# The girls Juicy replica carriers



## Ivy's mom (Feb 15, 2008)

Hey guys...I got my replica Juicy carriers today, and I am very impressed with them. Willow has the pink one. Fern the brown, and Ivy the cream. The only thing I am not impressed with is the front stitching on the large pink one. But the others are VERY nice. For $55.00 a peice I think these are an awesome deal, and the quality as far as construction and hardware etc. is great!!!! Here is a quick pic. I would def. buy from them again for sure.










Lori


----------



## *Tricia* (Dec 1, 2007)

Those are awesome Lori! Do you have a link to where you bought them?


----------



## TLI (Sep 3, 2008)

Lori, those are awesome! But I need to see the girls in them! You know you can't post pics like that and not have the girls in them! What were you thinking??? :wink:


----------



## Ivy's mom (Feb 15, 2008)

*Tricia* said:


> Those are awesome Lori! Do you have a link to where you bought them?

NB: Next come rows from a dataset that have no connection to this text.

PR #834, opened 2017-10-03
831: Add navigation and variable width styling props for Tabs

astropunk:
## PR Checklist

  - [/] Chrome
  - [/] Firefox
  - [ ] Safari
  - [ ] Edge (Win 10)
- [/ ] PR has one of the `semver-` labels

### DIFF
--- a/src/components/Tabs/Tabs.jsx
+++ b/src/components/Tabs/Tabs.jsx
@@ -139,7 +139,7 @@ const Tab = createClass({
 								fill="none"
 								stroke="#fff"
 								strokeWidth="1"
-								points={isNavigation ? '0,37 7.9,18.5 0,0' : '0,28 7.9,14 0,0'}
+								points={isNavigation ? '0,37 7.3,18.5 0,0' : '0,28 7.9,14 0,0'}
 							/>
 						</svg>
 					</span>}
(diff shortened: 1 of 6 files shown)


astropunk:
screen shot 2017-10-03 at 2 28 44 pm

navigation + variable width + progression: 
screen shot 2017-10-03 at 2 14 07 pm

rsadres:
Can we make it so that the separator icon is touching the top and bottom borders please, like in the older Tabs.
Thank you

rsadres:
We need to create a new arrow svg for this new tab height. Working on it.

src/components/Tabs/Tabs.jsx
```diff
@@ -71,6 +71,16 @@ const Tab = createClass({
 		 * The content to be rendered as the `Title` of the `Tab`.
 		 */
 		Title: node,
+
+		/**
+		 * Width (with unit) to be passed as the `style` to the `Tab`
+		 */
+		width: string,
```
ogupte: Instead of having a specific prop for width, passing in a `style` prop with a `width` property seems more idiomatic. We do use specific dimension props like `width` in cases where the render function does some logic based on that width value. In this case, it's being pass thru directly to the `style` prop anyways, so might as well keep that pattern.

astropunk: I can do that. What I was going for with the `width` prop was to create an interface that declares width as an intended style-override and use-case; where a style prop is a general escape hatch and users may or may not know which styles are intended to be overridden.

PR #843, opened 2017-10-27
Perf improvements for DateSelect and ConextMenu

ogupte:
- Adds new prop `useSlidePanel` to DateSelect for finer control of performance
 - reduces number of re-renders and state changes in ContextMenu
 - ContextMenu FlyOut now uses requestAnimationFrame to synchronize alignments

## PR Checklist

  - [ ] Chrome
  - [ ] Firefox
  - [ ] Safari
  - [ ] Edge (Win 10)

### DIFF
--- a/src/components/Autocomplete/Autocomplete.spec.jsx
+++ b/src/components/Autocomplete/Autocomplete.spec.jsx
@@ -10,6 +10,17 @@ import { DropMenuDumb as DropMenu } from '../DropMenu/DropMenu';
 import * as KEYCODE from '../../constants/key-code';
 
 describe('Autocomplete', () => {
+	let requestAnimationFramePreviewValue;
+
+	beforeAll(() => {
+		requestAnimationFramePreviewValue = window.requestAnimationFrame;
+		window.requestAnimationFrame = callback => setTimeout(callback, 32);
+	});
+
+	afterAll(() => {
+		window.requestAnimationFrame = requestAnimationFramePreviewValue;
+	});
+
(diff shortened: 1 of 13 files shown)


src/components/Autocomplete/Autocomplete.spec.jsx
```diff
@@ -10,6 +10,17 @@ import { DropMenuDumb as DropMenu } from '../DropMenu/DropMenu';
 import * as KEYCODE from '../../constants/key-code';
 
 describe('Autocomplete', () => {
+	let requestAnimationFramePreviewValue;
+
+	beforeAll(() => {
+		requestAnimationFramePreviewValue = window.requestAnimationFrame;
+		window.requestAnimationFrame = callback => setTimeout(callback, 32);
```
sodiumjoe: for the react 16 stuff, I'm adding this to an init script that runs before all the tests, should probably just do that here

src/components/DateSelect/DateSelect.jsx
```diff
@@ -164,6 +171,7 @@ const DateSelect = createClass({
 			onSelectDate: _.noop,
 			isFontSizeRelative: false,
 			showCursorHighlight: true,
+			useSlidePanel: true,
```
chrisdopuch: Do we want to make the default value be the more performant one?

ogupte: it would be considered a breaking change if we default it to false since it disables touch support.

Issue #797, opened 2017-07-12
Update RadioButtonLabeled and CheckboxLabeled clickable area


rkaneriya:
Update components so that the radio button and it's label are the click target for RadioButtonLabeled and CheckboxLabeled.

I've noticed a couple tickets crop up in the past about clients getting confused by our inconsistency re: "clickable areas" on radio buttons. Sometimes, the clickable area is restricted only to the button (or checkbox) itself, sometimes it's the button + its label, and sometimes it's the button + its label + everything to the right. That's a problem our apps should address. 

To help in that consistency effort, I suggest we reduce the clickable area on RadioButtonLabeled and CheckboxLabeled components to only the button/checkbox + its label. I believe that is the UX community's consensus on this. Ex: https://uxplanet.org/radio-buttons-ux-design-588e5c0a50dc.

rsadres:
![screenshot 2017-11-15 12 09 45](https://user-images.githubusercontent.com/10146234/32849689-e86f0614-c9fd-11e7-8090-967dcedf0ab3.png)

PR #868, opened 2017-11-30
RFC: #797 Reduce clickable area of CheckboxLabeled

ogupte:
Don't merge, this PR is for just for feedback.

A simple solution is to wrap the existing <label> element so that the label doesn't get stretched to the width of the container. Thoughts?

### DIFF
--- a/src/components/CheckboxLabeled/CheckboxLabeled.jsx
+++ b/src/components/CheckboxLabeled/CheckboxLabeled.jsx
@@ -80,30 +80,33 @@ const CheckboxLabeled = createClass({
 		);
 
 		return (
-			<label
-				className={cx(
-					'&',
-					{
-						'&-is-disabled': isDisabled,
-						'&-is-selected': isIndeterminate || isSelected,
-					},
-					className
-				)}
-				style={style}
-			>
-				<Checkbox
-					className={cx('&-Checkbox', className)}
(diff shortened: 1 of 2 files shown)


sodiumjoe:
if we wanted to go this route, why couldn't we just put `display: flex` on the label.

ogupte:
>if we wanted to go this route, why couldn't we just put display: flex on the label.

That is in fact [how it exists today](https://github.com/appnexus/lucid/blob/master/src/components/CheckboxLabeled/CheckboxLabeled.less#L8)

But it results in the `<label>` being a block element with a full-width click target. My wrapper approach here makes the `<label>` element width the same as the content, which minimizes the click area, but since the wrapper is a block element, it retains its block-level, line-breaking behavior that would otherwise be lost by setting `display: inline-flex` on the `<label>`.

I think there's a different discussion to be had about whether these elements need to be block elements vs inline elements, but the wrapper ensures that it won't break existing layouts.

sodiumjoe:
I see, I guess that's why it makes most sense to me for consuming applications to add the wrapper, as the grouping element. But I'm ok with this too.

ogupte:
>...I guess that's why it makes most sense to me for consuming applications to add the wrapper, as the grouping element...

I agree, but it would have to be something we address in the next major version of the library.

PR #873, opened 2017-12-14
851 icon group

alisonailea:
## PR Checklist

- Manually tested across supported browsers
  - [x] Chrome
  - [x] Firefox
  - [x] Safari
  - [ ] Edge (Win 10)
- [x] Unit tests written (`common` at minimum)
- [x] PR has one of the `semver-` labels
- [ ] Two core team engineer approvals
- [ ] One core team UX approval

PR #874, opened 2017-12-22
IconGroup Feedback and notes

ogupte:
This is feedback for PR #873

I added notes for things that I thought about after spending some time trying trying to simplify the component API.

I also added 3 examples of a suggested component API that handles the 3 main use cases: selecting one icon, selecting many icons, partial selection of icons.

### DIFF
--- a/high-level-feedback.md
+++ b/high-level-feedback.md
@@ -1,0 +1,27 @@
+# Recategorize
+	- Is used more like a selector (like SingleSelect & MultiSelect) than a toggle
+	- update name to something like IconSelect since it handles both single or multi select (using radio or checkboxes)
+# Keep it stateless
+	The minimal application state varies widely between various use cases:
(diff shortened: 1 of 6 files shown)


high-level-feedback.md
```diff
@@ -0,0 +1,27 @@
...
+	Leave partial selection behavior up to the consumer
+		- items can be rendered with `isPartial` prop, `onSelect` callback passes name only
+			onSelect: (state, name) => {
+				const isPartial = findIcon(name).isPartial;
+				if (isPartial) { ... }
+				return nextState;
+			}
+# One component
+	- IconGroup is basically a wrapper for state management and container element
+	- IconBox is the real star component, but it doesn't have to be singular
```
ogupte: you could alternatively break it out into more than one component, but only expose one interface

Issue #569, opened 2025-03-25
SDK Modules (/packages/sdk):  Optimize the `countWordsInRecord` method for better performance


7hacker:
The current implementation of `countWordsInRecord` could be optimized for performance, especially when dealing with large payloads. Please also add unit tests for this optimization

```
private countWordsInRecord(payload: any | Record<string, any> | Array<any>): number {
 // Fast path for empty or null values
 if (!payload) return 0;
  // Use a more efficient algorithm for large arrays
 if (Array.isArray(payload)) {
   if (payload.length === 0) return 0;
   if (payload.length > 100) {
     // Use reduce for better performance with large arrays
     return payload.reduce((acc, item) => acc + this.countWordsInRecord(item), 0);
   }
   // Use loop for small arrays to avoid function call overhead
   let count = 0;
   for (let i = 0; i < payload.length; i++) {
     count += this.countWordsInRecord(payload[i]);
   }
   return count;
 }
  // Rest of the implementation...
}
```

Ashura707:
I would Like to take up this issue

7hacker:
@Ashura707 please submit a PR

Ashura707:
@7hacker made the pr.Could you check and let me know

mathio:
I find this a micro-optimization at best.  Unless we save more than few seconds, I'd argue that splitting code like this `if (payload.length > 100) {` leads to harder readable and maintainable code since it has 2 implementations of the same logic.

7hacker:
@mathio we can close it as a non issue if thats the case

mathio:
Let's close this one. 

@7hacker @Ashura707 sorry for not being on top of this before we opened a ticket.

PR #585, opened 2025-03-26
perf: optimize countWords function for large payloads

Ashura707:
Fix:#569
**Before:**
Screenshot 2025-03-26 100720

**After:**
Screenshot 2025-03-26 100547

->Removed recursion based approach and made it iterative to process it.Added test cases,
->Optimized processing speed of large payloads increasing the performance


Ashura707:
@maxprilutskiy could the lingo dev team check this and let me know

.changeset/four-cooks-sit.md
```diff
@@ -0,0 +1,2 @@
+---
+---
```
mathio, line 2: This needs a changeset if we want to release the change.

packages/sdk/src/index.ts
```diff
@@ -174,18 +174,43 @@ export class LingoDotDevEngine {
...
-    } else if (typeof payload === "object" && payload !== null) {
-      return Object.values(payload).reduce((acc: number, item) => acc + this.countWordsInRecord(item), 0);
-    } else if (typeof payload === "string") {
-      return payload.trim().split(/\s+/).filter(Boolean).length;
-    } else {
-      return 0;
+    const stack: any[] = [payload];
+    let totalWordCount = 0;
+  
+    while (stack.length > 0) {
```
mathio: How is this an optimization? If I am reading this right, the code is executed the same number of times as before. This is a micro-optimization at best (if `while` is faster than recursion), however I find this new code harder to read than before.

I'd like a second pair of eyes on this, @maxprilutskiy @7hacker please have a look.

mathio (changes requested):

packages/sdk/src/index.ts
Ashura707: @mathio I can come up with a better optimization for this making it more readable.Should I make a new pr or add the changes in this branch?

mathio: I raised my concerns in the issue. Lets continue the conversation there.

Ashura707: **New Optimizations**
Screenshot 2025-03-27 084005
->Improved execution time for large and deeply nested payloads.
->Lower memory consumption by eliminating redundant allocations.
->Removed Recursion because it might cause stack overflow.

mathio:
@Ashura707 we decided to take a different direction here. Good job optimizing the performance, however we prefer simplicity and better maintainability over maximum performance here.

Sorry for not raising it internally before we opened an issue.

PR #581, opened 2025-03-25
refactor(action): reduce redundancy in gitConfig for GitHub, GitLab and BitBucket

giteshsarvaiya:
Solves Issue: #573   
### Description:
**[Refactor]** This PR refactors the `gitConfig` implementation in the `./action/src` directory for GitHub, GitLab, and Bitbucket, reducing code redundancy.
It also introduces error handling using `try-catch` blocks for improved reliability.

PR #590, opened 2025-03-27
refactor: move gitConfig logic to parent and call it in child using super.gitConfig()

SXsid:
#581 move gitConfig logic to parent and execute in child using super.gitConfig()


maxprilutskiy:
fantastic job @SXsid !

Issue #592, opened 2025-03-27
`lingo.dev i18n --frozen` is broken with .po files


aroman:
here is my patch:

```patch
diff --git a/build/cli.cjs b/build/cli.cjs
index 509fb60a7d2f1ebe8da90ea0b4f600fd940d0d4c..d285bffc160103134b0560db533f3a201b679478 100644
--- a/build/cli.cjs
+++ b/build/cli.cjs
@@ -2756,6 +2756,9 @@ function variableExtractLoader(params) {
     pull: async (locale, input2) => {
       const result = {};
       for (const [key, value] of Object.entries(input2)) {
+        if (typeof value !== "string") {
+          continue;
+        }
         const matches = value.match(specifierPattern) || [];
         result[key] = result[key] || {
           value,
diff --git a/build/cli.mjs b/build/cli.mjs
index 67aab4ed1acfa5df600987061813571a2a07c99f..2fda5f840dc77f5b99e1182aee0879a2d30e1e51 100644
--- a/build/cli.mjs
+++ b/build/cli.mjs
@@ -2756,6 +2756,9 @@ function variableExtractLoader(params) {
     pull: async (locale, input2) => {
       const result = {};
       for (const [key, value] of Object.entries(input2)) {
+        if (typeof value !== "string") {
+          continue;
+        }
         const matches = value.match(specifierPattern) || [];
         result[key] = result[key] || {
           value,
```

mathio:
@aroman I can look at the root cause of this issue. 

Could you please share the `.po` file that is causing this? Thanks!

aroman:
@mathio this will happen on _any_ `.po` file as far as I can tell.

I just reprod with this blank .po file:

```po
msgid ""
msgstr ""
"POT-Creation-Date: 2025-02-04 21:01-0800\n"
"MIME-Version: 1.0\n"
"Content-Type: text/plain; charset=utf-8\n"
"Content-Transfer-Encoding: 8bit\n"
"X-Generator: @lingui/cli\n"
"Language: en\n"
"Project-Id-Version: \n"
"Report-Msgid-Bugs-To: \n"
"PO-Revision-Date: \n"
"Last-Translator: \n"
"Language-Team: \n"
"Plural-Forms: \n"
```

![Image](https://github.com/user-attachments/assets/d1238cab-2e82-4807-a761-f7a00d0d355a)

PR #593, opened 2025-03-27
fix: value.match is not a function with .po files

aroman:
this is just a quick and dirty workaround. to fix i18n --frozen not working with .po files.  see https://github.com/lingodotdev/lingo.dev/issues/592


mathio:
Thanks 🙌  I will test this locally and review later today.

mathio (approved):
Hello @aroman looks good 🚀 

In order for PR checks to pass and release this change please run `pnpm new` in repo root to add a new [changeset](https://github.com/changesets/changesets). I tried adding it for you, but I dont have write permissions to your fork.

Sorry I missed this one last week.

aroman:
@mathio thanks for the reply. I dont think this PR should be merged as-is - it was just a quick hack as I mentioned to illustrate the problem. Probably a bit deeper digging into why the types are not as expected is warranted here.

PR #622, opened 2025-04-10
feat: key renames

maxprilutskiy:


packages/cli/src/cli/utils/delta.ts
```diff
@@ -0,0 +1,100 @@
...
+      targetData: Record<string, any>;
+      checksums: Record<string, string>;
+    }) {
+      let added = _.difference(Object.keys(params.sourceData), Object.keys(params.targetData));
+      let removed = _.difference(Object.keys(params.targetData), Object.keys(params.sourceData));
+      const updated = _.filter(Object.keys(params.sourceData), (key) => {
+        return MD5(params.sourceData[key]) !== params.checksums[key] && params.checksums[key];
+      });
+
+      // Find renamed keys - keys that exist in both but with different names (same content)
```
mathio: Keys do not exist in both, value hashes do, right?

```suggestion
      // Find renamed keys - hashes that exist in both (same content) but with different keys
```

packages/cli/src/cli/cmd/i18n.ts
```diff
@@ -130,12 +133,73 @@ export default new Command()
...
+            await deltaProcessor.saveChecksums(checksums);
           }
         }
-        ora.succeed("i18n.lock created");
+        ora.succeed("Localization cache initialized");
       } else {
-        ora.succeed("i18n.lock loaded");
+        ora.succeed("Localization cache loaded");
+      }
+      // Handle json key renames
```
mathio, line 146: This is automatic on running `i18n`, right?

I really think they are. Here ya' go.
www.deluxepurse.com



TLI said:


> Lori, those are awesome! But I need to see the girls in them! You know you can't post pics like that and not have the girls in them! What were you thinking??? :wink:


Hee heee.....Teresa, I had a feeling you were going to say that. They were taking their nap when I took the pics. But I will share pics soon with them lol!!!

Lori


----------



## TLI (Sep 3, 2008)

Ivy's mom said:


> I really think they are. Here ya' go.
> www.deluxepurse.com
> 
> 
> ...


You know me to well, eh? :lol: I love seeing your beautiful baby girls! They are such sweet Angels!


----------



## Waiushaoting (Jun 6, 2009)

They look small? what are their dimensions? Yeah the other 2 looks really good, but the pink does have bad stitching. The "couture" looks all distorted on it lol. It is definitely a good deal for $55 though. Yes we definitely need a picture of the girls in it ^^.


----------



## Ivy's mom (Feb 15, 2008)

Waiushaoting said:


> They look small? what are their dimensions? Yeah the other 2 looks really good, but the pink does have bad stitching. The "couture" looks all distorted on it lol. Yes we definitely need a picture of the girls in it ^^.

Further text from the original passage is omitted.